Back in the 50s and 60s when the nation was primarily Black or White with a few Native Americans...Black people were far more united.  The racial lines were clear.

 

 

 


Cynique


America definitely looks different than it did back in the 1960s.  The middle class of America has been expanded and anesthetized with gross consumerism.  Yet, racism and socioeconomic problems remain unchanged. 

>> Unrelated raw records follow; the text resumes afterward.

PR #79, opened 2018-08-16
updated redriver deletion to bulk delete, improved redriver polling a…

amitkumar94:
…nd async redrive through pool, and all tests passing

### DIFF
--- a/scheduler/src/main/java/com/flipkart/flux/redriver/service/MessageManagerService.java
+++ b/scheduler/src/main/java/com/flipkart/flux/redriver/service/MessageManagerService.java
@@ -89,14 +89,15 @@ public class MessageManagerService implements Initializable {
     public void initialize() {
         scheduledDeletionService.scheduleAtFixedRate(() -> {
             try {
-                logger.info("Running Deletion job, deleting {} messages", Math.min(batchSize, messagesToDelete.size()));
+                logger.info("Running Deletion job, trying deleting {} messages", Math.min(batchSize, messagesToDelete.size()));
                 SmIdAndTaskIdPair currentMessageIdToDelete = null;
                 List messageIdsToDelete = new ArrayList<SmIdAndTaskIdPair>(batchSize);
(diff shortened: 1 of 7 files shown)


scheduler/src/main/java/com/flipkart/flux/redriver/service/MessageManagerService.java
```diff
@@ -89,14 +89,15 @@ public void scheduleForRemoval(String stateMachine, Long taskId) {
     public void initialize() {
         scheduledDeletionService.scheduleAtFixedRate(() -> {
             try {
-                logger.info("Running Deletion job, deleting {} messages", Math.min(batchSize, messagesToDelete.size()));
+                logger.info("Running Deletion job, trying deleting {} messages", Math.min(batchSize, messagesToDelete.size()));
```
akifkhan01: Can be written as "Running Deletion job, trying to delete {} messages"...

scheduler/src/test/java/com/flipkart/flux/redriver/scheduler/RedriverServiceTest.java
```diff
@@ -91,19 +88,6 @@ public void testLargeNoOfRedriveMessages_allShouldBeRedrived() throws Exception
...
-        when(messageManagerService.retrieveOldest(0, batchSize)).
-                thenReturn(Arrays.asList(new ScheduledMessage(1l, "sample-state-machine-uuid", now + 9000),
-                        new ScheduledMessage(2l, "sample-state-machine-uuid", now + 10000)));
-
-        redriverService.start();
-
-        Thread.sleep(1000);
-        verifyZeroInteractions(redriverRegistry);
-    }
-
```
akifkhan01: Why is this test case removed ?

amitkumar94: will add a integration test to cover this unit one.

Did they REALLY believe that?
Or were they a bunch of White kids who looked at the riots of the 50s and 60s....thought that White civilization was on it's way to collapse...and decided to get high and live a life of leisure before they died?


 

 


 

Yes to the first question. In Jr. High as the loudspeaker announced that Pres. Kennedy was dead, some of the kids were exclaiming, "Good!" Obviously they were reflecting the attitudes of their parents. When Dr. King was killed I was not around people so saw no immediate reactions. I was home when Bobby Kennedy was shot. My Republican mother came to wake me up laughing, "Well, your hero is dead," she said and walked away still laughing.

 

For those in the East back then, things might have seemed all "black and white", but in the West there was activism by chicanos during that period. López Reies Tijerina in NM, La Raza Unida (Corky González) in Colorado, and a lot of action in California, including UFW and the movement which led to the Moratorium and Blow-out in Los Angeles. It is true that the black movement inspired all of that as well as Native activism, but one cannot claim that they had not already been active in the past. But when both civil rights and anti-war movements exploded, obviously there were other interests who said, "Yeah, us too!", and so the end result was the American Indian Movement. a lot of chicano activism, the women's movement, the environmental movement. gay rights movement, and so on. Well... why not? EVERYONE deserves freedom and justice, no? Well, maybe not Donald Trump, but y'all get the idea.

 

Hippies and other longhaired white activists at that time were not as shallow and empty as you indicate. We did not think civilization was collapsing. Instead, we saw that change was at hand and we jumped in to accelerate it. We saw the riots and so on as revolutionary action! That was part of the process of change. We had complete sympathy with the blacks in the inner cities who rioted. We had great esteem and respect for all the leaders of that time, MLK, Malcolm, the Panthers... as well as the other ethnic leaders, César Chávez, AIM, etc. Many of my generation did sacrifice considerably to be in that struggle. Some were killed. The forces arrayed against us were not only Police and legal system, but employers, parents, a lot of people and institutions who did NOT like what we were doing.

 

As criticism, I will say that we were indeed too high, put on too much of a freak show, and we would have done better to be less extreme, less scary to the mainstream, and think about what was effective rather than what was fun and gave us a thrill by scaring our parents (who did deserve it, however). But then among the non-white activists I saw firsthand also a lot of ego and bull$hit which was counter-productive. A lot of posing, dilettantism, weekend warriors and all that, among all ethnicities, white or other.

 

Did anyone learn from our mistakes? I doubt it... I don't want to crap on the younger people, but I'm seeing now little of the mass dedication and energy which was happening then. This is not y'all's fault... the powers that be have manipulated society a lot to ensure that the 60s won't happen again.